- Task objective -
For this exercise, restate the data below with no change at all.

(Stored data)
___

PR #134, opened 2019-04-29
Enable passing in content for the loader when calling the show method

remybach:
🐿 v2.12.3

## Link to Ticket / Card:

https://trello.com/c/0xuGAx9L/1074-5-loaders-on-all-the-pages

### DIFF
--- a/utils/loader.js
+++ b/utils/loader.js
@@ -55,8 +55,13 @@ class Loader {
 
 	/**
 	 * Show the loader
+	 *
+	 * @param {object} content The optional content to set *before* showing the loader.
 	 */
-	show () {
+	show (content) {
+		if (content) {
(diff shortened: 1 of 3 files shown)


utils/loader.js
```diff
@@ -55,8 +55,13 @@ class Loader {
 
 	/**
 	 * Show the loader
+	 *
+	 * @param {object} content The optional content to set *before* showing the loader.
 	 */
-	show () {
+	show (content) {
```
liamkeaton:
```suggestion
	show (content = false) {
```

remybach: It's implicitly falsey.

liamkeaton: I like to be explicit 🤷‍♂

PR #138, opened 2019-04-30
Add id parameter for targeting

liamkeaton:
## Feature Description
Need to link to the submit button in an error message

### DIFF
--- a/tests/partials/submit.spec.js
+++ b/tests/partials/submit.spec.js
@@ -60,7 +60,7 @@ describe('submit template', () => {
 
 	it('should have an id of submit by default', () => {
 		const $ = context.template();
-		expect($('#submit').length).to.equal(1);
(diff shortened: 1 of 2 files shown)


tests/partials/submit.spec.js
```diff
@@ -57,4 +57,17 @@ describe('submit template', () => {
 		// Forms can be embedded within an iframe so ensure the back button will affect the parent frame
 		expect($(SELECTOR_BACK_BUTTON).attr('target')).to.equal('_parent');
 	});
+
+	it('should have an id of submit by default', () => {
+		const $ = context.template();
+		expect($('#submitButton').length).to.equal(1);
+	});
+
+	it('should take an id given too it', () => {
```
remybach:
```suggestion
	it('should take an id given to it', () => {
```

PR #140, opened 2019-05-01
Make checkboxes validate on click

remybach:
🐿 v2.12.3

## Feature Description

Checkboxes were only updating on blur which led to some odd behaviour (see before gif below)

## Link to Ticket / Card:

https://trello.com/c/aiopoOpg/1129-1-tc-strange-behaviour

## Screenshots:

|Before|After|
|-|-|
|ft-checkbox-validation-before|ft-checkbox-validation-after|

### DIFF
--- a/utils/validation.js
+++ b/utils/validation.js
@@ -24,7 +24,11 @@ class Validation {
 		if (!this.$form.length) return;
 
 		for (const $el of this.$requiredEls) {
-			$el.addEventListener('blur', this.checkFormValidity.bind(this), false);
+			if (/(checkbox)/gi.test($el.type)) {
+				$el.addEventListener('change', this.checkElementValidity.bind(this, $el), false);
+			} else {
+				$el.addEventListener('blur', this.checkFormValidity.bind(this), false);
+			}
 		}
 
 		this.$form.addEventListener('change', () => {
@@ -51,6 +55,14 @@ class Validation {
 	 */
 	validateForm (event) {
 		this.oForms.validateForm(event);
+	}
+
+	/**
+	 * Checks a single elements validity.
+	 */
+	checkElementValidity ($el) {
+		// Make sure the input element has been updated (for example if this is from a label click for a checkbox).
+		this.oForms.validateInput($el);
 	}
 
 	/**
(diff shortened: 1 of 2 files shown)


utils/validation.js
```diff
@@ -53,6 +59,15 @@ class Validation {
 		this.oForms.validateForm(event);
 	}
 
+	/**
+	 * Checks a single elements validity.
+	 */
+	checkElementValidity ($el) {
+		window.setTimeout(() => {
```
liamkeaton: Why the window timeout?

utils/validation.js
```diff
@@ -24,7 +24,13 @@ class Validation {
 		if (!this.$form.length) return;
 
 		for (const $el of this.$requiredEls) {
-			$el.addEventListener('blur', this.checkFormValidity.bind(this), false);
+			if (/(checkbox)/gi.test($el.type)) {
+				const $label = this.$form.querySelector(`label[for="${$el.id}"]`);
+				$el.addEventListener('click', this.checkElementValidity.bind(this, $el), false);
+				$label.addEventListener('click', this.checkElementValidity.bind(this, $el), false);
```
liamkeaton: Think you would only need the label event listener here as the checkbox is wrapped?

utils/validation.js
remybach: Because `oForms` wasn't picking up that the checkbox was checked immediately. I was wondering if I should add a comment about that, but I think I should add one.

utils/validation.js
remybach: Yep, but I added it just in case there was a scenario where that wasn't the case ¯\\\_(ツ)\_/¯

utils/validation.js
liamkeaton: Is this because our event listener was running before the oForms one? I was thinking using a onChange listener might be cleaner?

utils/validation.js
liamkeaton: Just thought, does using onChange on the radio sort this as the label will trigger a change on the radio?

utils/validation.js
remybach: I've had a hard time of using `onchange` in the past, but I think that may actually have been due to Chrome auto-filling forms which they've since fixed (I believe).

I'm not sure why exactly it was happening. My guess is it's because the click event is on the label and the input hasn't been updated yet.

remybach: Just tried it and it seems to work... will update 👍

umbobabo:
This sounds like a good case to test via a screen reader to see if the appearing message is read correctly.

remybach:
@umbobabo Definitely!

PR #145, opened 2019-05-07
Show loader

CourtneyLO:
🐿 v2.12.3

### Description
Provides the option to set the variable `showLoader` in the HTML in order to show loader without javascript.


partials/loader.html
```diff
@@ -1,8 +1,8 @@
-<div class="ncf__loader n-ui-hide">
+<div class="ncf__loader {{#if showLoader}}is-visible{{else}}n-ui-hide{{/if}}">
```
liamkeaton: Test?

PR #148, opened 2019-05-07
Fix spacing above payment term description

remybach:
## Feature Description

Made the padding match the spacing of the form fields for consistency.

## Link to Ticket / Card:

https://trello.com/c/7I9Rwnhx/1106-1-awkward-looking-radio-button

## Screenshots:

|Before|After|
|-|-|
|||

### DIFF
--- a/styles/payment-term.scss
+++ b/styles/payment-term.scss
@@ -41,7 +41,7 @@
 		}
 
 		&__label--description {
-			padding-top: 18px;
+			padding-top: 14px;
 		}
 
 		&__legal {


styles/payment-term.scss
```diff
@@ -41,7 +41,7 @@
 		}
 
 		&__label--description {
-			padding-top: 18px;
+			padding-top: 14px;
```
liamkeaton: Should we use the `oTypographySpacingSize` mixin?

remybach: There is no spacing size that's 14px. That's for the line-height between lines of the same font-size anyway.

___

- Task result -
PR #134, opened 2019-04-29
Enable passing in content for the loader when calling the show method

remybach:
🐿 v2.12.3

## Link to Ticket / Card:

https://trello.com/c/0xuGAx9L/1074-5-loaders-on-all-the-pages

### DIFF
--- a/utils/loader.js
+++ b/utils/loader.js
@@ -55,8 +55,13 @@ class Loader {
 
 	/**
 	 * Show the loader
+	 *
+	 * @param {object} content The optional content to set *before* showing the loader.
 	 */
-	show () {
+	show (content) {
+		if (content) {
(diff shortened: 1 of 3 files shown)


utils/loader.js
```diff
@@ -55,8 +55,13 @@ class Loader {
 
 	/**
 	 * Show the loader
+	 *
+	 * @param {object} content The optional content to set *before* showing the loader.
 	 */
-	show () {
+	show (content) {
```
liamkeaton:
```suggestion
	show (content = false) {
```

remybach: It's implicitly falsey.

liamkeaton: I like to be explicit 🤷‍♂

PR #138, opened 2019-04-30
Add id parameter for targeting

liamkeaton:
## Feature Description
Need to link to the submit button in an error message

### DIFF
--- a/tests/partials/submit.spec.js
+++ b/tests/partials/submit.spec.js
@@ -60,7 +60,7 @@ describe('submit template', () => {
 
 	it('should have an id of submit by default', () => {
 		const $ = context.template();
-		expect($('#submit').length).to.equal(1);
(diff shortened: 1 of 2 files shown)


tests/partials/submit.spec.js
```diff
@@ -57,4 +57,17 @@ describe('submit template', () => {
 		// Forms can be embedded within an iframe so ensure the back button will affect the parent frame
 		expect($(SELECTOR_BACK_BUTTON).attr('target')).to.equal('_parent');
 	});
+
+	it('should have an id of submit by default', () => {
+		const $ = context.template();
+		expect($('#submitButton').length).to.equal(1);
+	});
+
+	it('should take an id given too it', () => {
```
remybach:
```suggestion
	it('should take an id given to it', () => {
```

PR #140, opened 2019-05-01
Make checkboxes validate on click

remybach:
🐿 v2.12.3

## Feature Description

Checkboxes were only updating on blur which led to some odd behaviour (see before gif below)

## Link to Ticket / Card:

https://trello.com/c/aiopoOpg/1129-1-tc-strange-behaviour

## Screenshots:

|Before|After|
|-|-|
|ft-checkbox-validation-before|ft-checkbox-validation-after|

### DIFF
--- a/utils/validation.js
+++ b/utils/validation.js
@@ -24,7 +24,11 @@ class Validation {
 		if (!this.$form.length) return;
 
 		for (const $el of this.$requiredEls) {
-			$el.addEventListener('blur', this.checkFormValidity.bind(this), false);
+			if (/(checkbox)/gi.test($el.type)) {
+				$el.addEventListener('change', this.checkElementValidity.bind(this, $el), false);
+			} else {
+				$el.addEventListener('blur', this.checkFormValidity.bind(this), false);
+			}
 		}
 
 		this.$form.addEventListener('change', () => {
@@ -51,6 +55,14 @@ class Validation {
 	 */
 	validateForm (event) {
 		this.oForms.validateForm(event);
+	}
+
+	/**
+	 * Checks a single elements validity.
+	 */
+	checkElementValidity ($el) {
+		// Make sure the input element has been updated (for example if this is from a label click for a checkbox).
+		this.oForms.validateInput($el);
 	}
 
 	/**
(diff shortened: 1 of 2 files shown)


utils/validation.js
```diff
@@ -53,6 +59,15 @@ class Validation {
 		this.oForms.validateForm(event);
 	}
 
+	/**
+	 * Checks a single elements validity.
+	 */
+	checkElementValidity ($el) {
+		window.setTimeout(() => {
```
liamkeaton: Why the window timeout?

utils/validation.js
```diff
@@ -24,7 +24,13 @@ class Validation {
 		if (!this.$form.length) return;
 
 		for (const $el of this.$requiredEls) {
-			$el.addEventListener('blur', this.checkFormValidity.bind(this), false);
+			if (/(checkbox)/gi.test($el.type)) {
+				const $label = this.$form.querySelector(`label[for="${$el.id}"]`);
+				$el.addEventListener('click', this.checkElementValidity.bind(this, $el), false);
+				$label.addEventListener('click', this.checkElementValidity.bind(this, $el), false);
```
liamkeaton: Think you would only need the label event listener here as the checkbox is wrapped?

utils/validation.js
remybach: Because `oForms` wasn't picking up that the checkbox was checked immediately. I was wondering if I should add a comment about that, but I think I should add one.

utils/validation.js
remybach: Yep, but I added it just in case there was a scenario where that wasn't the case ¯\\\_(ツ)\_/¯

utils/validation.js
liamkeaton: Is this because our event listener was running before the oForms one? I was thinking using a onChange listener might be cleaner?

utils/validation.js
liamkeaton: Just thought, does using onChange on the radio sort this as the label will trigger a change on the radio?

utils/validation.js
remybach: I've had a hard time of using `onchange` in the past, but I think that may actually have been due to Chrome auto-filling forms which they've since fixed (I believe).

I'm not sure why exactly it was happening. My guess is it's because the click event is on the label and the input hasn't been updated yet.

remybach: Just tried it and it seems to work... will update 👍

umbobabo:
This sounds like a good case to test via a screen reader to see if the appearing message is read correctly.

remybach:
@umbobabo Definitely!

PR #145, opened 2019-05-07
Show loader

CourtneyLO:
🐿 v2.12.3

### Description
Provides the option to set the variable `showLoader` in the HTML in order to show loader without javascript.


partials/loader.html
```diff
@@ -1,8 +1,8 @@
-<div class="ncf__loader n-ui-hide">
+<div class="ncf__loader {{#if showLoader}}is-visible{{else}}n-ui-hide{{/if}}">
```
liamkeaton: Test?

PR #148, opened 2019-05-07
Fix spacing above payment term description

remybach:
## Feature Description

Made the padding match the spacing of the form fields for consistency.

## Link to Ticket / Card:

https://trello.com/c/7I9Rwnhx/1106-1-awkward-looking-radio-button

## Screenshots:

|Before|After|
|-|-|
|||

### DIFF
--- a/styles/payment-term.scss
+++ b/styles/payment-term.scss
@@ -41,7 +41,7 @@
 		}
 
 		&__label--description {
-			padding-top: 18px;
+			padding-top: 14px;
 		}
 
 		&__legal {


styles/payment-term.scss
```diff
@@ -41,7 +41,7 @@
 		}
 
 		&__label--description {
-			padding-top: 18px;
+			padding-top: 14px;
```
liamkeaton: Should we use the `oTypographySpacingSize` mixin?

remybach: There is no spacing size that's 14px. That's for the line-height between lines of the same font-size anyway.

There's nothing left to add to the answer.